You can put a Ultegra cassette... and since you don't have too much long hills to worry about.... 11-25T can work also.

What cassette is on the bike? If the cassette has a 25T cog and 28T cog... try riding them on the rolling hills... that can give you the direction you need to figure out which cassette configuration to buy.

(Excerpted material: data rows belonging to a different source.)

PR #712, opened 2018-08-28
Forgotten files

arunagrawal84:
Forgotten files: Increment metric when a forgotten file is detected in C* data folder.

### DIFF
--- a/priam/src/main/java/com/netflix/priam/backup/SnapshotBackup.java
+++ b/priam/src/main/java/com/netflix/priam/backup/SnapshotBackup.java
@@ -33,13 +33,15 @@ import com.netflix.priam.utils.DateUtil;
 import com.netflix.priam.utils.ThreadSleeper;
 import org.apache.commons.io.FileUtils;
 import org.apache.commons.io.filefilter.FileFilterUtils;
+import org.apache.commons.io.filefilter.IOFileFilter;
 import org.slf4j.Logger;
 import org.slf4j.LoggerFactory;
 
 import java.io.File;
 import java.time.Instant;
+import java.time.temporal.ChronoUnit;
 import java.util.*;
-import java.util.stream.Collectors;
+import java.util.regex.Pattern;
 
 /**
  * Task for running daily snapshots
@@ -61,6 +63,8 @@ public class SnapshotBackup extends AbstractBackup {
     private List<AbstractBackupPath> abstractBackupPaths = null;
     private CassandraOperations cassandraOperations;
     private BackupMetrics backupMetrics;
+    private final String TMP_EXT = ".tmp";
+    private final Pattern tmpFilePattern = Pattern.compile("^((.*)\\-(.*)\\-)?tmp(link)?\\-((?:l|k).)\\-(\\d)*\\-(.*)$");
 
     @Inject
     public SnapshotBackup(IConfiguration config, Provider<AbstractBackupPath> pathFactory,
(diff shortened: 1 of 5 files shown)


priam/src/main/java/com/netflix/priam/backup/SnapshotBackup.java
```diff
@@ -180,11 +190,50 @@ private void notifyObservers() {
...
+            }).collect(Collectors.toList());
+
+            forgottenFiles.parallelStream().forEach(file -> logger.info("Forgotten file: {} for CF: {}", file.getAbsolutePath(), columnfamilyDir.getName()));
+
+            if (forgottenFiles == null || forgottenFiles.size() == 0)
+                return;
+
+            backupMetrics.incrementForgottenFiles(forgottenFiles.size());
+            logger.warn("Forgotten files: {} found for CF: {}", forgottenFiles.size(), columnfamilyDir.getName());
+        }catch (Exception e)
```
jolynch: nit: formatting

priam/src/main/java/com/netflix/priam/backup/SnapshotBackup.java
```diff
@@ -180,11 +190,50 @@ private void notifyObservers() {
...
+        {
+            //Eat the exception, if there, for any reason. This should not stop the snapshot for any reason.
```
jolynch: nit: formatting

priam/src/main/java/com/netflix/priam/backup/SnapshotBackup.java
```diff
@@ -180,11 +190,50 @@ private void notifyObservers() {
...
+            logger.error("Exception occurred while trying to find forgottenFile. Ignoring the error and continue with backup.", e);
```
jolynch: nit: readability: "Ignoring the error and continuing with remaining backup."

priam/src/main/java/com/netflix/priam/backup/SnapshotBackup.java
```diff
@@ -180,11 +190,50 @@ private void notifyObservers() {
...
+            for (File file : snapshotFiles) {
+                //Get its parent directory file based on this file.
+                File originalFile = new File(columnfamilyDir, file.getName());
+                columnfamilyFiles.remove(originalFile);
+            }
+
+            if (columnfamilyFiles.size() == 0)
+                return;
+
+            //There might be new SSTables since we took snapshot. Remove them from this list.
```
jolynch: I think you need to document more of the algorithm here. From what I can tell you're considering any file which is older than the snapshot instant to be forgotten. I don't think this is what you want. You probably want files which are older than gc_grace, not in the snapshot, and not -tmp- files.

I think the algorithm needs to

priam/src/main/java/com/netflix/priam/backup/SnapshotBackup.java
```diff
@@ -180,11 +190,50 @@ private void notifyObservers() {
...
-        if (null != snapshotDir)
-            abstractBackupPaths.addAll(upload(snapshotDir, BackupFileType.SNAP));
-        else
+
+        if (snapshotDir == null) {
             logger.warn("{} folder does not contain {} snapshots", backupDir, snapshotName);
+            return;
+        }
+
+        findForgottenFiles(snapshotDir);
```
jolynch: Is a metric the best way to deal with this, is the eventual plan to automate the movement of these files from the data directory to a `lost+found` directory or some such?

arunagrawal84: The eventual plan is to move (configurable). First step was to ensure we have metrics in place before Priam touch any SSTable.

priam/src/main/java/com/netflix/priam/backup/SnapshotBackup.java
arunagrawal84: Why not? If a file which was written before the snapshot time is not part of the snapshot, isn't that forgotten (or tmp file)? I don't understand the need for GC_GRACE from your comments. 
Anything which is -tmp- 👍 : Yes I forgot about it as there could have a compaction in progress while snapshot was executed. We should remove any -tmp- file from CF for comparison purposes. Also, in reality, update time should be updated for -tmp- files if they are actively being written to but race condition while code execution (after snapshot) and compaction flush make me believe this should be done.

priam/src/main/java/com/netflix/priam/backup/SnapshotBackup.java
jolynch: Cool, might want to leave that context in a comment somewhere or a github issue or something? For example I think Priam should require a force option to stop if it detects forgotten files ...

priam/src/main/java/com/netflix/priam/backup/SnapshotBackup.java
jolynch: Cassandra doesn't instantly delete sstables, especially as compaction or repair byproducts there can be sstables that are not in the view but maybe a few hours old. This is fine as long as the files are not older than gc_grace (in which case they could contain deleted data).

PR #713, opened 2018-09-01
First take at supporting Cassandra 4.x

jolynch:
So lots of things have broken in 4.x, most noticeably:
* EC2MRS needs to be tuned by Priam so we can set the legacy option (preventing renaming of racks/dcs)
* Thrift is gone, don't need to have all those options any more
* A few JMX endpoints went away
* jvm-options is a different file now
* InetAddressAndPort broke the seed provider

My plan is to cut a release for 4.0.0-alpha with this branch.

### DIFF
--- a/priam/src/main/java/com/netflix/priam/tuner/StandardTuner.java
+++ b/priam/src/main/java/com/netflix/priam/tuner/StandardTuner.java
@@ -28,6 +28,8 @@ import org.yaml.snakeyaml.DumperOptions;
 import org.yaml.snakeyaml.Yaml;
 
 import java.io.*;
+import java.nio.file.Paths;
+import java.util.Arrays;
 import java.util.List;
 import java.util.Map;
 import java.util.Properties;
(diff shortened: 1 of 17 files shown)


priam/src/main/java/com/netflix/priam/tuner/StandardTuner.java
```diff
@@ -201,12 +214,10 @@ protected void configureCommitLogBackups() throws IOException {
...
 
-        FileOutputStream fos = null;
-        try {
-            fos = new FileOutputStream(new File(config.getCommitLogBackupPropsFile()));
+        try (FileOutputStream fos = new FileOutputStream(new File(config.getCommitLogBackupPropsFile()))) {
             props.store(fos, "cassandra commit log archive props, as written by priam");
-        } finally {
-            IOUtils.closeQuietly(fos);
+        } catch (IOException e) {
+            logger.error("Could not store commitlog_archiving.properties", e);
```
arunagrawal84: Why are we eating exception here? Earlier priam would have been in restart loop but now it will just proceed with next steps?

jolynch: Ok, adding back the throw.

jolynch:
ok, merging this so we can start iterating on 4.x. We can re-visit if needed later.

PR #716, opened 2018-09-11
Provide an overwrite method to force Priam to replace a particular ip

jolynch:
This allows us to work around the A->B->C replacement problem where
Priam get's confused about who to replace


arunagrawal84:
LGTM

PR #722, opened 2018-09-18
Backup version 2.0 Milestone2 

arunagrawal84:
- Add local database support 
- refactored filesystem to get them ready for milestone 2
TODO: Integration of local database generation with filesystem `upload` is still remaining.


priam/src/main/java/com/netflix/priam/backupv2/LocalDBReaderWriter.java
```diff
@@ -0,0 +1,245 @@
...
+    }
+
+    public void writeLocalDB(final Path localDBFile, final LocalDB localDB) throws Exception {
+        if (localDB == null || localDBFile == null || localDBFile.toFile().isDirectory())
+            throw new Exception("Invalid Arguments: localDbFile: " + localDBFile + ", localDB: " + localDB);
+
+        if (!localDBFile.getParent().toFile().exists())
+            localDBFile.getParent().toFile().mkdirs();
+
+        try (FileWriter writer = new FileWriter(localDBFile.toFile())) {
```
hashbrowncipher: I think it would be worthwhile to make this update atomic, especially since this file will be updated so frequently.

priam/src/main/java/com/netflix/priam/backupv2/LocalDBReaderWriter.java
```diff
@@ -0,0 +1,245 @@
...
+            writer.write(localDB.toString());
+        }
+    }
+
+    public LocalDB readLocalDB(final Path localDBFile) throws Exception {
+        //Verify it is file and it exists.
+        if (localDBFile.toFile().isDirectory())
```
hashbrowncipher: Do we need to throw this exception ourselves, or can we let Java throw an exception for us when we attempt to construct a FileReader below?

priam/src/main/java/com/netflix/priam/backupv2/LocalDBReaderWriter.java
```diff
@@ -0,0 +1,245 @@
...
+        return getLocalDBEntry(fileUploadResult, localDB);
+    }
+
+    private LocalDBEntry getLocalDBEntry(final FileUploadResult fileUploadResult, final LocalDB localDB) throws Exception {
+        if (localDB == null || localDB.getLocalDb().isEmpty())
+            return null;
+
+        //Get local db entry for same file and version.
+        List<LocalDBEntry> localDBEntries = localDB.getLocalDb().stream().filter(localDBEntry ->
+                (localDBEntry.getFileUploadResult().getFileName().toFile().getName().toLowerCase().equals(fileUploadResult.getFileName().toFile().getName().toLowerCase())))
```
hashbrowncipher: I'm having trouble reading this. I think it would be easier if all three filters were unified into a single filter, with a multiline anonymous function.

priam/src/main/java/com/netflix/priam/backupv2/LocalDBReaderWriter.java
```diff
@@ -0,0 +1,245 @@
...
+                .filter(localDBEntry -> (localDBEntry.getFileUploadResult().getLastModifiedTime().equals(fileUploadResult.getLastModifiedTime())))
+                .filter(localDBEntry -> (localDBEntry.getFileUploadResult().getCompression().equals(fileUploadResult.getCompression())))
+                .collect(Collectors.toList());
+
+        if (localDBEntries == null || localDBEntries.isEmpty())
```
hashbrowncipher: I can't think of a way that `localDBEntries` would be null here.

priam/src/main/java/com/netflix/priam/backupv2/LocalDBReaderWriter.java
```diff
@@ -0,0 +1,245 @@
...
+            });
+
+            if (logger.isDebugEnabled())
+                logger.debug("Local DB: {}", localDB);
+            return localDB;
+        }
+    }
+
+    static class LocalDB {
+        private List<LocalDBEntry> localDb;
```
hashbrowncipher: There are two different functions called getLocalDb with very different behavior. I think life for the reader would be better if this variable were called `entries` or somesuch.

priam/src/main/java/com/netflix/priam/backupv2/LocalDBReaderWriter.java
```diff
@@ -0,0 +1,245 @@
...
+        public LocalDB(List<LocalDBEntry> localDb) {
+            this.localDb = localDb;
+        }
+
+        public List<LocalDBEntry> getLocalDb() {
+
+            return localDb;
+        }
+
+        public void setLocalDb(List<LocalDBEntry> localDb) {
```
hashbrowncipher: Is this ever called? Should we make the List final, and remove this method?

priam/src/main/java/com/netflix/priam/backupv2/LocalDBReaderWriter.java
```diff
@@ -0,0 +1,245 @@
...
+        }
+
+        @Override
+        public String toString() {
+            return GsonJsonSerializer.getGson().toJson(this);
+        }
+    }
+
+    static class LocalDBEntry {
+        private FileUploadResult fileUploadResult;
```
hashbrowncipher: should this be final?

priam/src/main/java/com/netflix/priam/backupv2/LocalDBReaderWriter.java
```diff
@@ -0,0 +1,245 @@
...
+            writeLocalDB(localDBFile, localDB);
+        }
+
+        return localDB;
+    }
+
+    private LocalDB getLocalDB(final FileUploadResult fileUploadResult) throws Exception {
+        final Path localDbPath = getLocalDBPath(fileUploadResult);
+        //Retry for reading.
+        return new RetryableCallable<LocalDB>(5, 1000) {
```
hashbrowncipher: In what ways would readLocalDB fail that would require a retry? I'm looking, and I'm having trouble seeing anything other than local filesystem operations in this code path.

priam/src/main/java/com/netflix/priam/backupv2/LocalDBReaderWriter.java
```diff
@@ -0,0 +1,245 @@
...
+            public LocalDB retriableCall() throws Exception {
+                return readLocalDB(localDbPath);
+            }
+        }.call();
+    }
+
+    public LocalDBEntry getLocalDBEntry(final FileUploadResult fileUploadResult) throws Exception {
+        LocalDB localDB = getLocalDB(fileUploadResult);
+
+        if (localDB == null || localDB.getLocalDb() == null || localDB.getLocalDb().isEmpty())
```
hashbrowncipher: It looks like we verify these attributes, and then call the `getLocalDBEntry(a, b)` method below. Could we do the verification once instead of twice?

priam/src/main/java/com/netflix/priam/backupv2/LocalDBReaderWriter.java
```diff
@@ -0,0 +1,245 @@
...
+                logger.debug("Local entry found: {}", localDBEntries.get(0));
+
+            return localDBEntries.get(0);
+        }
+
+        throw new Exception("Unexpected behavior: More than one entry found in local database for the same file. FileUploadResult: " + fileUploadResult);
+    }
+
+    public Path getLocalDBPath(final FileUploadResult fileUploadResult) {
+        return Paths.get(configuration.getDataFileLocation(), LOCAL_DB, fileUploadResult.getKeyspaceName(), fileUploadResult.getColumnFamilyName(), PrefixGenerator.getSSTFileBase(fileUploadResult.getFileName().toFile().getName()) + ".localdb");
```
hashbrowncipher: Would it be possible to wrap this line in a way that makes it easier to read?

priam/src/main/java/com/netflix/priam/backupv2/LocalDBReaderWriter.java
```diff
@@ -0,0 +1,245 @@
...
+        if (localDBEntry.getTimeLastReferenced() == null)
+            throw new Exception("Time last referenced in localDB can never be null");
+
+        if (localDBEntry.getBackupTime() == null)
+            throw new Exception("Backup time for localDB can never be null");
+
+        final Path localDBFile = getLocalDBPath(localDBEntry.getFileUploadResult());
+
+        if (!localDBFile.getParent().toFile().exists())
+            localDBFile.getParent().toFile().mkdirs();
```
hashbrowncipher: if you wanted to be [EAFP rather than LBYL](https://stackoverflow.com/a/405220), you could remove the .exists() check here and just call mkdirs unconditionally.

priam/src/main/java/com/netflix/priam/backupv2/LocalDBReaderWriter.java
```diff
@@ -0,0 +1,245 @@
...
+import java.util.ArrayList;
+import java.util.List;
+import java.util.stream.Collectors;
+
+/**
+ * This class is used to create a local DB entry for SSTable components. This will be used to identify when a version
+ * of a SSTable component was last uploaded or last referenced.
+ * This db entry will be used to enforce the TTL of a version of a SSTable component as we will not be relying on
+ * backup file system level TTL.
+ * Local DB should be copied over to new instance replacing this token in case of instance replacement. If no local DB
```
hashbrowncipher, line 42: Since we're going to need to have an operation that reconstitutes the localdb anyway, I think we should take a Crash Only Software approach and treat reconstitution as the primary operation, with the localdb functioning only as a cache. In that case, we could omit the on-disk component of the localdb entirely, and just keep the relevant information in memory.

All of the information in the localdb is easily gotten from S3, with the only exception being the timeLastReferenced. For that, we could take one of two approaches:
* diff manifests against each other, and determine timeLastReferenced from the first manifest where a given SSTable does not appear (although this is probably best renamed to firstNotReferenced)
* or do the above, and also add tombstone entries in S3 when we notice an sstable has disappeared. Deletion is then super easy: scan over objects and delete any whose tombstones are older than the TTL.

Since we have to do one of the above options anyway, I think getting rid of the on-disk component makes operations (node replacement) easier and reduces complexity within Priam.

hashbrowncipher (commented):
I left a bunch of inline review, but I think we should first answer the threshold question of why an on-disk localdb is useful, and whether we would instead do better with an in-memory cache of data that is stored in S3. (see comments on line 41)

priam/src/main/java/com/netflix/priam/backupv2/LocalDBReaderWriter.java
arunagrawal84: 1. Every priam startup then would have to download all the meta files and scan over 100's of thousands of SSTables (via list operation). List operation is time-consuming and I prefer instant startups. 
2. I don't like creating a strong dependency on a remote file system being available on startup. 

We can though avoid above by doing in the background with the best effort with failback being upload everything (an expensive operation). 

In "replacement" nodes we can land in a similar situation where the remote database is not available but in this situation, we have to upload everything (as it is a new node - new SSTables). 

To ensure a proper cleanup we will always require a background thread where we reconstitute DB so we can catch up if the remote file system is available at later time. Thus, I don't get your point of reducing "complexity"

priam/src/main/java/com/netflix/priam/aws/S3EncryptedFileSystem.java
```diff
@@ -65,122 +61,68 @@ public S3EncryptedFileSystem(Provider<AbstractBackupPath> pathProvider, ICompres
...
-            RangeReadInputStream rris = new RangeReadInputStream(s3Client, getPrefix(config), path);
-
-        	/*
+    protected void downloadFileImpl(Path remotePath, Path localPath) throws BackupRestoreException {
+        try (OutputStream os = new FileOutputStream(localPath.toFile());
+             RangeReadInputStream rris = new RangeReadInputStream(s3Client, getPrefix(config), super.getFileSize(remotePath), remotePath.toString())
+        ) {
+            /*
              * To handle use cases where decompression should be done outside of the download.  For example, the file have been compressed and then encrypted.
         	 * Hence, decompressing it here would compromise the decryption.
```
jolynch, line 75: nit: replace tabs with spaces

priam/src/main/java/com/netflix/priam/aws/S3EncryptedFileSystem.java
```diff
@@ -65,122 +61,68 @@ public S3EncryptedFileSystem(Provider<AbstractBackupPath> pathProvider, ICompres
...
-        }
-
-        try {
+        File compressedDstFile = new File(localPath.toString() + ".compressed");
+        if (logger.isDebugEnabled())
+            logger.debug("Compressing {} with chunk size {}", compressedDstFile.getAbsolutePath(), chunkSize);
 
+        try (InputStream in = new FileInputStream(localPath.toFile());
+             BufferedOutputStream compressedBos = new BufferedOutputStream(new FileOutputStream(compressedDstFile))) {
             Iterator<byte[]> compressedChunks = this.compress.compress(in, chunkSize);
```
jolynch, line 100: I thought we were taking compression out of the picture? Are we just leaving it in to minimize scope of the change (I fully agree with that choice just wondering).

priam/src/main/java/com/netflix/priam/backup/AbstractBackup.java
```diff
@@ -57,75 +59,48 @@ protected void setFileSystem(IBackupFileSystem fs) {
         this.fs = fs;
     }
 
+    private AbstractBackupPath getAbstractBackupPath(final File file, final BackupFileType type) throws Exception {
```
jolynch: I think this can only throw a ParseException, let's just throw that (no pokemon catching)

priam/src/main/java/com/netflix/priam/backup/AbstractBackup.java
```diff
@@ -57,75 +59,48 @@ protected void setFileSystem(IBackupFileSystem fs) {
...
+
+
     /**
      * Upload files in the specified dir. Does not delete the file in case of
-     * error.  The files are uploaded serially.
+     * error.  The files are uploaded serially or async based on flag provided.
      *
      * @param parent Parent dir
      * @param type   Type of file (META, SST, SNAP etc)
+     * @param async  Upload the file(s) in async fashion if enabled.
```
jolynch, line 76: I don't think we ever want non async uploads? think the only tunable we need is the size of the backing consumer queue (i.e. if we only want a single file upload at a time we should make the backup thread pool size 1)

Put differently, let's just have async uploads always.

priam/src/main/java/com/netflix/priam/PriamServer.java
```diff
@@ -99,13 +98,8 @@ else if (UpdateSecuritySettings.firstTimeUpdated)
 
             // Start the Incremental backup schedule if enabled
             if (config.isIncrBackup()) {
-                if (!config.isIncrBackupParallelEnabled()) {
                     scheduler.addTask(IncrementalBackup.JOBNAME, IncrementalBackup.class, IncrementalBackup.getTimer());
```
jolynch: nit: spacing

priam/src/main/java/com/netflix/priam/backup/AbstractFileSystem.java
```diff
@@ -0,0 +1,205 @@
...
+    protected BackupMetrics backupMetrics;
+    private Set<Path> tasksQueued;
+    private ThreadPoolExecutor fileUploadExecutor;
+    private ThreadPoolExecutor fileDownloadExecutor;
+
+    @Inject
+    public AbstractFileSystem(IConfiguration configuration, BackupMetrics backupMetrics,
+                              BackupNotificationMgr backupNotificationMgr) {
+        this.backupMetrics = backupMetrics;
+        //Add notifications.
```
jolynch: general nit: space between // and the word

priam/src/main/java/com/netflix/priam/backup/AbstractFileSystem.java
```diff
@@ -0,0 +1,205 @@
...
+import org.slf4j.LoggerFactory;
+
+import java.io.FileNotFoundException;
+import java.nio.file.Path;
+import java.util.HashSet;
+import java.util.Set;
+import java.util.concurrent.*;
+
+/**
+ * Created by aagrawal on 8/30/18.
```
jolynch, line 44: This seems to be the main logic of upload and download, can you fill in a bit of a class doc that explains what this class is responsible vs the implementations?

E.g. this is responsible for managing parallelism and orchestrating the upload and download, but the subclasses actually implement the details of uploading a file

priam/src/main/java/com/netflix/priam/backup/AbstractFileSystem.java
```diff
@@ -0,0 +1,205 @@
...
+            return localPath;
+        });
+    }
+
+    @Override
+    public void uploadFile(final Path localPath, final Path remotePath, final AbstractBackupPath path, final int retry, final boolean deleteAfterSuccessfulUpload) throws FileNotFoundException, BackupRestoreException {
+        if (localPath == null || remotePath == null || !localPath.toFile().exists() || localPath.toFile().isDirectory())
+            throw new FileNotFoundException("File do not exist or is a directory. localPath: " + localPath + ", remotePath: " + remotePath);
+
+        if (!tasksQueued.contains(localPath)) {
```
jolynch: I'd just do `if (tasksQueued.add(localPath))`

priam/src/main/java/com/netflix/priam/backup/AbstractFileSystem.java
```diff
@@ -0,0 +1,205 @@
...
+    private ThreadPoolExecutor fileUploadExecutor;
+    private ThreadPoolExecutor fileDownloadExecutor;
+
+    @Inject
+    public AbstractFileSystem(IConfiguration configuration, BackupMetrics backupMetrics,
+                              BackupNotificationMgr backupNotificationMgr) {
+        this.backupMetrics = backupMetrics;
+        //Add notifications.
+        this.addObserver(backupNotificationMgr);
+        tasksQueued = new HashSet<>(configuration.getBackupQueueSize());
```
jolynch: This probably needs to be a concurrent hash set. Also I think it's slightly odd to pre-size this (just it resize automatically)

priam/src/main/java/com/netflix/priam/backup/BackupRestoreUtil.java
```diff
@@ -24,111 +24,72 @@
...
+    public static final Map<String, List<String>> getFilter(String inputFilter) throws IllegalArgumentException {
+        if (StringUtils.isEmpty(inputFilter))
+            return null;
 
-        }
+        final Map<String, List<String>> columnFamilyFilter = new HashMap<>(); //key: keyspace, value: a list of CFs within the keyspace
 
-        if (configColumnfamilyFilter == null || configColumnfamilyFilter.isEmpty()) {
+        String[] filters = inputFilter.split(",");
+        for (int i = 0; i < filters.length; i++) { //process each filter
```
jolynch: nit: this comment doesn't add much imo

priam/src/main/java/com/netflix/priam/backup/IncrementalBackup.java
```diff
@@ -94,7 +94,7 @@ private void notifyObservers() {
 
     @Override
     protected void processColumnFamily(String keyspace, String columnFamily, File backupDir) throws Exception {
-        List<AbstractBackupPath> uploadedFiles = upload(backupDir, BackupFileType.SST);
+        List<AbstractBackupPath> uploadedFiles = upload(backupDir, BackupFileType.SST, config.enableAsyncIncremental());
```
jolynch, line 97: +1 to enabling async all the time.

priam/src/main/java/com/netflix/priam/backupv2/LocalDBReaderWriter.java
jolynch: I'm confused, don't we just need to download the single latest "localdb" file? We may re-do some work that has been already been done as we could get stale data but that seems fine?

Like I guess what I'm saying is whatever state this file is storing, we should just put it in S3 and then we can get the entire state (possibly slightly stale) from S3 in a single GET call. I think I agree with Josh that this way we actually practice recovery (not having this file) all the time, and ensure that the metadata we're storing in S3 is fast to reconstruct on machine failure.

priam/src/main/java/com/netflix/priam/backupv2/LocalDBReaderWriter.java
jolynch: Or split up onto multiple lines.

priam/src/main/java/com/netflix/priam/google/GoogleEncryptedFileSystem.java
```diff
@@ -274,59 +208,27 @@ public void upload(AbstractBackupPath path, InputStream in)
...
-    public long bytesUploaded() {
-        // TODO Auto-generated method stub
-        return 0;
-    }
-
-    @Override
-    public long getBytesUploaded() {
-        return 0;
+    protected long uploadFileImpl(Path localPath, Path remotePath) throws BackupRestoreException {
+        throw new UnsupportedOperationException();
```
jolynch, line 220: wait this is unsupported?

priam/src/test/java/com/netflix/priam/backup/FakeBackupFileSystem.java
```diff
@@ -156,13 +120,32 @@ public long getAWSSlowDownExceptionCounter() {
...
-
     }
 
-	@Override
-	public void download(AbstractBackupPath path, OutputStream os,
-			String diskPath) throws BackupRestoreException {
-      download(path, os);
-	}
+    @Override
+    protected void downloadFileImpl(Path remotePath, Path localPath) throws BackupRestoreException {
```
jolynch, line 126: nice!

jolynch (approved):
Fix and ship. I think my main two pieces of feedback are:

1. There should only be one option and that is async.
2. I think I agree with Josh that we should be designing this as crash only software, if we can't reconstruct the meta state quickly on startup then we're not storing the right metadata in s3 imo.

I don't view either of these as blockers though, given how large this change is I'm a fan of merging it and iterating (before the merge conflicts get too much worse)

priam/src/main/java/com/netflix/priam/aws/S3EncryptedFileSystem.java
arunagrawal84: Considering the current changes, I wanted that to come separately and only in 3.11 branch as Agesthius expects file to be compressed ATM.

priam/src/main/java/com/netflix/priam/backup/AbstractBackup.java
arunagrawal84: I agree with that, however, I would feel way comfortable retiring sync uploads when we have more perf results with async only. 
Reason to add async to snapshot feature was to get all the numbers and in backup V2.0 async will be the only option.

priam/src/main/java/com/netflix/priam/google/GoogleEncryptedFileSystem.java
arunagrawal84: So far we have only supported download from Google File System (GFS). Hopefully, in future, we can support GFS in the same way as S3 (all operations) by hiding the complexity of encryption and compression.

priam/src/main/java/com/netflix/priam/backupv2/LocalDBReaderWriter.java
arunagrawal84: In current design "localdb" is created per SSTable i.e. it contains only its components. We do not upload this localdb at all to S3 (or we did not intend to as such) as it will change almost every time we do "full" snapshot (every hour in the new world) until it gets compacted out. Note that localdb contains the time a file was last referenced to implement the TTL. 

If I understand correctly, you propose to have a single "localdb" file on disk and upload that file to S3 at regular intervals. For recovery/restart, one should download that file and then do "list" and download of every meta to implement TTL. The worst that would happen during this period is priam uploading the same file again (which for the restart can be avoided by verifying remote file system)

Another approach could be pushing the "localdb" to a real database. We intentionally avoided dependency on another database for disaster recovery.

Do you plan on getting ride of the compact crank chain rings? Thinking standard double?


----------



## bigjohnla (Mar 29, 2010)

Changing cassettes is so simple and fast, you could easily swap them out from ride to rideas needed. I am a big guy and switched the 11-25 on my Bianchi with 50-34 compact to an 11-28. I can easily swap these cassettes out in about 5 minutes. Don't even need to adjust the rear derailleur. To be honest, I cannot tell the difference between Tiagra, 105 and Ultegra cassettes on my bikes. But I am an old slow Clydesdale. A lean mean racing machine mught notice a difference. They are all compatible and the price differences between Shimano cassettes is pretty small until you make the jump to Dura Ace.


----------



## MercRidnMike (Dec 19, 2006)

Unless you have access the same sort of steep river valley riding I do (20% grades are common, a couple spots with 30%...which dang hurts to climb), you likely don't need a compact with a 32 tooth cog. I agree with others here....get out, ride it where you'll be riding and note what range you are using. Then select the cassette that covers that range.


----------



## Rokh On (Oct 30, 2011)

tednugent said:


> ...why did the bike come with the compact with 32T? Ask the manufacturer, because they don't build their bikes to specific regions in the US.


He didn't state what model of BMC he has but I know the GF's had a few options for cassettes. One of them comes standard with the 11-32.


----------



## tednugent (Apr 26, 2010)

Rokh On said:


> He didn't state what model of BMC he has but I know the GF's had a few options for cassettes. One of them comes standard with the 11-32.


Be nice to know what cassette (brand ) to know the cog configuration.

.... At least with the SRAM cassettes, there is a 28T, 25T cog... No 23T (can't remember if there is a 32t cassette with a 23T cog)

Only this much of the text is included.